You can choose the metric that is used to compute similarity or distance. Using the Vector space option, can also choose the set of representations in which the neighbours are searched: You can restrict the search to only find the nearest prototype representations, only the nearest image representations, or impose no such restrictions and search in both prototypes and images.

You can read in the list of search items to the text field from a file on your disc by clicking on the Load from a file button below the target input field.

Matrix

If you need to obtain all possible similarities or distances between a number of images or prototypes, you can use the matrix menu.

The representations for which you need the similarities or distances should be entered in the input form on the left. Each search item should be entered in a separate line.

An example input could look like this

LION_001
MONKEY_PRO
CASTLE_025Q
MOUNTAIN_PRO

Next, in the dropdown menu you can choose what kind of comparison do you want to make. The available options are:

  • distances between all pairs of items in the list
  • distances between the items in the list and all other image and prototype representations in the loaded visual space
  • distances between all items between the left input field and the right input field

When you click on Calculate, the ViSpa website will compute the metrics and, after this is finished, it will initialize download of a file with the results. The file is in a CSV format: it contains a table in a plain text with columns separated with commas.

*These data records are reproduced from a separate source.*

PR #7405, opened 2021-08-23
Remove comment

ericjordanmossman:


jsflax:
Why are we removing this? Seems like we want that test to exist at some point?

ericjordanmossman:
I created the PR because I left it in by accident. Now I wasn't sure whether it's okay to leave in. But now I am. :)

As for neighbors, you can read in the list of search items to the text field from a file on your disc by clicking on the Load from a file button below the target input field. The Check availability button can be used check whether representations for all items specified in the input field are present in the visual space. Keep in mind that, if some of the words are not in the space, the website will ignore them when computing the metrics.

Pairwise

You can use this menu to investigate similarities or distances between individual pairs of image and/or prototypes. Each pair should be entered on a separate row in the input field and elements of the pair should be speparated with a colon (':') . After clicking on the Calculate button, the website will perform the calculation and a download of a CSV file containing the results will be initialized.

An example input could look like this

LION_001:LION_PRO
GORILLA_008:MONKEY_PRO
CASTLE_025Q:CATHEDRAL_004
MOUNTAIN_PRO:HILL_PRO

Similarily to the Matrix interface you can load the list of pairs from a text file or check the availability of the items in the visual space.

References

Chatfield, K., Simonyan, K., Vedaldi, A., & Zisserman, A. (2014). Return of the devil inthe details: Delving deep into convolutional nets. arXiv preprint; arXiv:1405.3531.

Mahendran, A., & Vedaldi, A. (2015). Understanding deep image representations by inverting them. In Proceedings of the ieee conference on computer vision and pattern recognition (pp. 5188–5196).

Petilli, M. A., Günther, F., Vergallito, A., Ciapparelli, M., & Marelli, M. (2021). Data-driven computational models reveal perceptual simulation in wordcomprehension. Journal of Memory and Language, 117, 104194.

Vedaldi, A., & Lenc, K. (2015). Matconvnet: Convolutional neural networks for Matlab. In Proceedings of the 23rd ACM international conference on Multimedia (pp. 689–692).